YOUR GOAL: Only one stretch of the data below is needed. Output the lines from the one with "It sounds like" up to and including the one with "--- a/Source/ASDisplayNode.h", exactly as they stand.

STUDY MATERIAL:
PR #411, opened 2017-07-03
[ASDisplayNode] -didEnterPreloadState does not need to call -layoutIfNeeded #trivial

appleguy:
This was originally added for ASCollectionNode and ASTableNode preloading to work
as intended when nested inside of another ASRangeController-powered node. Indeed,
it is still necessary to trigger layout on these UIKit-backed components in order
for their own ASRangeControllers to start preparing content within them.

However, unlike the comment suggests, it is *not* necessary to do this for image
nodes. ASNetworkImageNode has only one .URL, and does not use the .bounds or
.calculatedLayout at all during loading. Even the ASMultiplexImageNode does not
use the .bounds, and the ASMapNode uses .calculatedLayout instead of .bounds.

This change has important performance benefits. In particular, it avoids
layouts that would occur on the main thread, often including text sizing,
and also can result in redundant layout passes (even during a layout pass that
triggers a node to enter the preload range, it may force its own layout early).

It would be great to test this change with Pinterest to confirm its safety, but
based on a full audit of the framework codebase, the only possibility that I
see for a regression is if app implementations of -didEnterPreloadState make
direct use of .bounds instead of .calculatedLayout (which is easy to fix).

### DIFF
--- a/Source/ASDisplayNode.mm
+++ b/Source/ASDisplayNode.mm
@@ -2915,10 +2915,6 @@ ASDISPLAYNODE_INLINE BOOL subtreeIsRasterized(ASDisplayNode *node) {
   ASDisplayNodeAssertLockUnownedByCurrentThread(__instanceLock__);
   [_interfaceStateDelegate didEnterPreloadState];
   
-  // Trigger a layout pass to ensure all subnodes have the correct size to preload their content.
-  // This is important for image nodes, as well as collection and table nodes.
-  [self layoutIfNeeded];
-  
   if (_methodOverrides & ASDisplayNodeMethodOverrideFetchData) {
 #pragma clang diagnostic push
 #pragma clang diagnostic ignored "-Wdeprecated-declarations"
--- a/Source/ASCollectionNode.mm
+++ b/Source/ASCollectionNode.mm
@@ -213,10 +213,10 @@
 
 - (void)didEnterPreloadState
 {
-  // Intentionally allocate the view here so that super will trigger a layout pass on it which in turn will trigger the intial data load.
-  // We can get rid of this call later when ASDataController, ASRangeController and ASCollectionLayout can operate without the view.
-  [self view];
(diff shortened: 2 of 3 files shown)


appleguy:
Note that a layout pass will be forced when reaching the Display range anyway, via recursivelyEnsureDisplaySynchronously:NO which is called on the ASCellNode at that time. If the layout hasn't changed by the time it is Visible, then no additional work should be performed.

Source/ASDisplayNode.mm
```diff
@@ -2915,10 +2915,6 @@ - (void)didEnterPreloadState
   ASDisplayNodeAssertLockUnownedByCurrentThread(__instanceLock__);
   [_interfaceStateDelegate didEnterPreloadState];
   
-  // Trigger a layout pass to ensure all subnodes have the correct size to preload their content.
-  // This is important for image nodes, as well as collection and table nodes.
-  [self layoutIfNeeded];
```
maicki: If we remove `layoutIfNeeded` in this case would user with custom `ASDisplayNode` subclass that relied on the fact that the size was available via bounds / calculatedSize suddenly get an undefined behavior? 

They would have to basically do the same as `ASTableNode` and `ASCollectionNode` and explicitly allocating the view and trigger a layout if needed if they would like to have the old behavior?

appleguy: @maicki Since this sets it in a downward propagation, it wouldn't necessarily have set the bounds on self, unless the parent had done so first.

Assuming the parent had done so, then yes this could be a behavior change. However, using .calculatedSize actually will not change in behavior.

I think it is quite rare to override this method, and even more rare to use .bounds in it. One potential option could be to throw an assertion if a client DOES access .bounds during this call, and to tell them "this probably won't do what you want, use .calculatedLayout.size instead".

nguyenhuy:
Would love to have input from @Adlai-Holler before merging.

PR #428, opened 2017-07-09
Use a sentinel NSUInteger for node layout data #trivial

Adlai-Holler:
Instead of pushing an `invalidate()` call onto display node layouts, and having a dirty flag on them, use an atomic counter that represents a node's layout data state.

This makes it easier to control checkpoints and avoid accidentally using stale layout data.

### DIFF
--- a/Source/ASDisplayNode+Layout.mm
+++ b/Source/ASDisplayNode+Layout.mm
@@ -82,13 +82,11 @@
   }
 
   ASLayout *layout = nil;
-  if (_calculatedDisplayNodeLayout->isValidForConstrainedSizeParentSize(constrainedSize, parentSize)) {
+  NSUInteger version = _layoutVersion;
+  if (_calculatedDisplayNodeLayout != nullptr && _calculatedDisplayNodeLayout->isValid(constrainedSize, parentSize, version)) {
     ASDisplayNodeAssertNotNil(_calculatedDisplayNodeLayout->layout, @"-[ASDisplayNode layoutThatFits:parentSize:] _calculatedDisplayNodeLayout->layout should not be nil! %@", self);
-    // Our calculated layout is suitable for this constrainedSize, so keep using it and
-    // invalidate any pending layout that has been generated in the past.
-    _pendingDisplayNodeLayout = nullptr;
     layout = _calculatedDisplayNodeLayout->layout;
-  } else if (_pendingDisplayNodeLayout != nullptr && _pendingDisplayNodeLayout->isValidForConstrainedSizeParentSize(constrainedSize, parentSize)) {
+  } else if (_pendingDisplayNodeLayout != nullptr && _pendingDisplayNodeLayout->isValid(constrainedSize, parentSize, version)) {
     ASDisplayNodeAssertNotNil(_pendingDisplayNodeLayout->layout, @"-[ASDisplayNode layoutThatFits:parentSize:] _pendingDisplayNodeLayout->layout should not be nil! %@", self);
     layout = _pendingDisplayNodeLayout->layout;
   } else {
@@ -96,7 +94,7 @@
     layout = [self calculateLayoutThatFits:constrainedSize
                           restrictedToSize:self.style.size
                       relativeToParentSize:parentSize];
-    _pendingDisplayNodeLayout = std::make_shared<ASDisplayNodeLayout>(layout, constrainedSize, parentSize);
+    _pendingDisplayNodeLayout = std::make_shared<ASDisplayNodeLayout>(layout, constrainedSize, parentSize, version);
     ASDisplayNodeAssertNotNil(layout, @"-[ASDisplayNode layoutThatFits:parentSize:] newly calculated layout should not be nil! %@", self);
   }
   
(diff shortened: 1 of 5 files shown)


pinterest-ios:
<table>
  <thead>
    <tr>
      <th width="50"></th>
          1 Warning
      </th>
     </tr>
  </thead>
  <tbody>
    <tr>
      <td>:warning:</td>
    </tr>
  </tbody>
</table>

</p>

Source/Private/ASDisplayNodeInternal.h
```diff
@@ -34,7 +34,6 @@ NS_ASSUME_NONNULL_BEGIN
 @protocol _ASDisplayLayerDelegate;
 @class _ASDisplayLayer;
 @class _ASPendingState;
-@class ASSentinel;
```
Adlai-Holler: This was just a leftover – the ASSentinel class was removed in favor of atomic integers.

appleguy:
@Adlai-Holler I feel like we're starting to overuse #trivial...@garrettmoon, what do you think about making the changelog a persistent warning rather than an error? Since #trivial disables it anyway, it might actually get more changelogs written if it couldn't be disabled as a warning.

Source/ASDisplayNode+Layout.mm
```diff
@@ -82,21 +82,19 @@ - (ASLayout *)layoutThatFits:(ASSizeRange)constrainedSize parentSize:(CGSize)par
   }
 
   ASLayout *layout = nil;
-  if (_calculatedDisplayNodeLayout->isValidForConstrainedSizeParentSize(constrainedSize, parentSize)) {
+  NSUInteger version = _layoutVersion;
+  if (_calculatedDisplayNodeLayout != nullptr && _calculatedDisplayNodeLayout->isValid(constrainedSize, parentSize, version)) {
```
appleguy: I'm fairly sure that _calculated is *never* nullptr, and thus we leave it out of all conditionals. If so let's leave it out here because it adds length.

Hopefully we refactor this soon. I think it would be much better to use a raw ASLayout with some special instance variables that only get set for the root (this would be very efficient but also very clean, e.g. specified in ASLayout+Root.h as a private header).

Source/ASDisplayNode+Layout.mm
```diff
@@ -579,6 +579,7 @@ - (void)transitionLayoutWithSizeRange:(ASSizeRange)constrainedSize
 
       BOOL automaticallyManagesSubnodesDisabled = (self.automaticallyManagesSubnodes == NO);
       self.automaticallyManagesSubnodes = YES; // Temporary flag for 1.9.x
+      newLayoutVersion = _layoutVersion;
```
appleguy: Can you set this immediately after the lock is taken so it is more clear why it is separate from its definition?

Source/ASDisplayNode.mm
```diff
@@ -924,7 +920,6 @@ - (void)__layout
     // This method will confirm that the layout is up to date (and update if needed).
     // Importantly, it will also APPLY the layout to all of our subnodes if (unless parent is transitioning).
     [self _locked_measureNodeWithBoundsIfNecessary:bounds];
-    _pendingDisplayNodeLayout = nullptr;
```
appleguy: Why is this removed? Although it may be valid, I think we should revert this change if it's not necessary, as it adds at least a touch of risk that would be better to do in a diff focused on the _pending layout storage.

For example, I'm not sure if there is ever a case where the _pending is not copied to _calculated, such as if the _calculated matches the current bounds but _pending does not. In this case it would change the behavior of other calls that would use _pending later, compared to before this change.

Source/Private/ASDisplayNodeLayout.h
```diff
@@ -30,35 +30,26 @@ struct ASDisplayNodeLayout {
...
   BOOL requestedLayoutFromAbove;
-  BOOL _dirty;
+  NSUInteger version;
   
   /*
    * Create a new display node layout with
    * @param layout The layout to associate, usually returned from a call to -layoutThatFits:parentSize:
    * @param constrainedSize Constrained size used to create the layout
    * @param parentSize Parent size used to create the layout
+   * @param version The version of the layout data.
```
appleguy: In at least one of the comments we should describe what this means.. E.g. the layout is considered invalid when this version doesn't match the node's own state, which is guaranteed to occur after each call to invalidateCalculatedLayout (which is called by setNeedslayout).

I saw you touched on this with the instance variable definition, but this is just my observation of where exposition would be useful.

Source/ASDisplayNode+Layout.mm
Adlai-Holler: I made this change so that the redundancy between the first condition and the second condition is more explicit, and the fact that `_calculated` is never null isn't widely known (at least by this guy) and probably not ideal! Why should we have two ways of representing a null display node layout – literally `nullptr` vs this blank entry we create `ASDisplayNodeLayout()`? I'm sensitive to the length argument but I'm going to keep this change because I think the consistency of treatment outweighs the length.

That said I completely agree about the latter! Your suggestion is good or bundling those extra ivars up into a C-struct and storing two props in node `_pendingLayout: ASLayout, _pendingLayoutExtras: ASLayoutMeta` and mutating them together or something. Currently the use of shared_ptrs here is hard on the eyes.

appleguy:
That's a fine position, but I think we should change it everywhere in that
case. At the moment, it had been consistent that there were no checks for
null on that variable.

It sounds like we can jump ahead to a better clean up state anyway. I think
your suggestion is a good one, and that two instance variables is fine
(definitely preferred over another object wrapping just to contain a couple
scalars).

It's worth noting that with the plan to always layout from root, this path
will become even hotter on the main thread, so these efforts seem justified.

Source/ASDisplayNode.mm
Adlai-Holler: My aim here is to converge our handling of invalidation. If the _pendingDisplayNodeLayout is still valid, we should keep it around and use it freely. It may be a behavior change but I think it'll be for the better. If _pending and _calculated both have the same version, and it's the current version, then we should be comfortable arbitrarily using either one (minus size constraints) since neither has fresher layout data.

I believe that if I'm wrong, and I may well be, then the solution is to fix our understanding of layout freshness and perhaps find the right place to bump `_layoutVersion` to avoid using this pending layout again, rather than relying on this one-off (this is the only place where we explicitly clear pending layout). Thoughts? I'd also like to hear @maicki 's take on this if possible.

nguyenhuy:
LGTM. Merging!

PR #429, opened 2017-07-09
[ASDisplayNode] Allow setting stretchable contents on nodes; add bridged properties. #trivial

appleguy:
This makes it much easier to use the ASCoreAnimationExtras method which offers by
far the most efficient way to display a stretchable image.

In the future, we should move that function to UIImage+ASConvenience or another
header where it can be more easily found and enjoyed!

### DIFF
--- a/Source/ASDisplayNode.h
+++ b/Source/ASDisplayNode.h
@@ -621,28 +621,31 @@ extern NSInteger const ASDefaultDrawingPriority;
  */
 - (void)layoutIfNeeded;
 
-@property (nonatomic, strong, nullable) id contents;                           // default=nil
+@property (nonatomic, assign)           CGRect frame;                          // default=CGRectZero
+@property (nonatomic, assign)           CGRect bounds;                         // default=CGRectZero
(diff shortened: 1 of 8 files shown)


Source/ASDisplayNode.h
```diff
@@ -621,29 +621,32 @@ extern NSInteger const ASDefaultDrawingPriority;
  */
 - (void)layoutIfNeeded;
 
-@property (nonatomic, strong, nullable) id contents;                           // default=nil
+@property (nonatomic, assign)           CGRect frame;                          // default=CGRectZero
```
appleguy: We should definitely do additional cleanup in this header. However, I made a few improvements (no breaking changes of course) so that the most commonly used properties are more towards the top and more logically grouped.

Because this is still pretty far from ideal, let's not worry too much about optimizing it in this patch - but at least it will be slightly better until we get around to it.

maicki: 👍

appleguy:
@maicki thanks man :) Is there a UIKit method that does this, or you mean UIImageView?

EXPECTED ANSWER:
It sounds like we can jump ahead to a better clean up state anyway. I think
your suggestion is a good one, and that two instance variables is fine
(definitely preferred over another object wrapping just to contain a couple
scalars).

It's worth noting that with the plan to always layout from root, this path
will become even hotter on the main thread, so these efforts seem justified.

Source/ASDisplayNode.mm
Adlai-Holler: My aim here is to converge our handling of invalidation. If the _pendingDisplayNodeLayout is still valid, we should keep it around and use it freely. It may be a behavior change but I think it'll be for the better. If _pending and _calculated both have the same version, and it's the current version, then we should be comfortable arbitrarily using either one (minus size constraints) since neither has fresher layout data.

I believe that if I'm wrong, and I may well be, then the solution is to fix our understanding of layout freshness and perhaps find the right place to bump `_layoutVersion` to avoid using this pending layout again, rather than relying on this one-off (this is the only place where we explicitly clear pending layout). Thoughts? I'd also like to hear @maicki 's take on this if possible.

nguyenhuy:
LGTM. Merging!

PR #429, opened 2017-07-09
[ASDisplayNode] Allow setting stretchable contents on nodes; add bridged properties. #trivial

appleguy:
This makes it much easier to use the ASCoreAnimationExtras method which offers by
far the most efficient way to display a stretchable image.

In the future, we should move that function to UIImage+ASConvenience or another
header where it can be more easily found and enjoyed!

### DIFF
--- a/Source/ASDisplayNode.h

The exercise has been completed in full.